Звонок в дверь вывел его из приятного самосозерцания. «Неужели Алешка? — удивился он. — А у меня даже суп не поспел».
Действительно, это был Алеша, но в неузнаваемом виде. Штаны, отглаженные и вычищенные утром, по колено в грязи, октябрятский значок на курточке вырван вместе с куском ткани, носки перекручены и вроде бы не его, велики, ранец болтается на полуоборванном ремне, сияющее лицо в полосах чего-то черного, и всю картину довершала свежая ссадина от виска ко рту. Федор Анатольевич глянул на свои наручные часы, горестно отметил:
— Это все ты успел, Алексей, ровно за двадцать минут. Или у вас не было последнего урока?
— Урок был, — ответил сын. — Но подрались мы еще на перемене.
Он опустил ранец и стоял свесив руки, глядел на отца влюбленными, извиняющимися и чуть обиженными глазами.
— Ну давай быстро раздевайся, — сказал Федор Анатольевич. — И в ванну. Будем лечить твои раны.
— Раны успеется, — отозвался Алеша с небрежностью спартанца. — У меня, папочка, совсем плохая новость для тебя есть.
— Какая?
— Наверное, надо тебе идти в школу.
— Зачем?
— Катерина вызывает.
— Зачем вызывает? Благодарность мне объявить за такого сына?
Алеша криво улыбнулся, показав, что шутку оценил, но не считает ее своевременной.
— Дождешься от нее благодарности, как же. Она одних девчонок любит.
Дальнейший разговор происходил в ванной, где Федор Анатольевич отмыл сыну лицо и смазал ссадину зеленкой. Алеша молча, с безразличным видом перенес лечение.

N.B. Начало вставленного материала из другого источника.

Issue #1730, opened 2022-12-06
Misc. Building Crash - Sandbox Mode


glenjimen:
**Version information:**
 - Platform: Windows 10
 - Version: 22.10
 - Build/commit: 68882c9

**Describe the bug**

— Папа, ты пойдешь все-таки в школу?
— Думаешь, мне приятно выслушивать про тебя разные гадости? Что же ты там натворил?
— Не знаю.
— Врешь! Отлично знаешь. По тебе видно, что знаешь. Может быть, за драку она тебя вызывает?
— Может быть.
— Ну и что это была за драка?
— Это не драка вовсе, папа. Просто она велела девчонкам следить, кто себя плохо ведет на уроке. И ей наушничать чтобы. На нашем ряду она Ольке Темкиной велела следить… очень плохая девочка, такая подлиза, папа, и очень подлая… А мне-то что. Я ее и знать вовсе не знаю. Есть она или нет — эта Олька. Ходит там где-то между партами, подлая, пускай и ходит. Только бы ко мне не тыкалась. А на уроке она два раза училке наябедничала, что я всем мешаю учиться.
— А ты мешал?
Алеша взглянул на отца с неодобрением.
— Это не важно, — сказал он. — Не Олькино это дело. Если она подлая, то пускай ко мне не тыкается. А то как дам, с ног могу свалить одним ударом.
— Девочку, слабенькую?
— Ха-ха! Слабенькая! Она мне пеналом врезала, кровь потекла. Ты же видишь сам! Я к ней на перемене подошел, хотел по-товарищески предупредить, а она мне пеналом в лоб. Чуть насмерть не убила. Она, наверное, самая подлая у нас в классе. Конечно, и Катька ей не уступит…
— Подожди, — оборвал зафилософствовавшегося сына Федор Анатольевич. — Значит, она тебя пеналом, а ты что?
— Я ничего. Даже предупредить ее не успел. Обратно вернулся к себе за стол и стал ждать звонка. Мне Юра говорит: погоди, Леха, мы ей после урока накостыляем. А я ему сказал: не надо. Я с ней сам разберусь.
— Та-ак, — протянул Федор Анатольевич. — Случай хотя и безобразный, но поучительный… Что же, и в грязи тебя эта Ольга вываляла, и значок она тебе оторвала?
— Нет, папа. На нас с Юрой большие ребята после уроков напали. Я бы им не поддался, да Юрка струсил и убежал. Он в глину залез и оттуда смотрел, как меня лупили.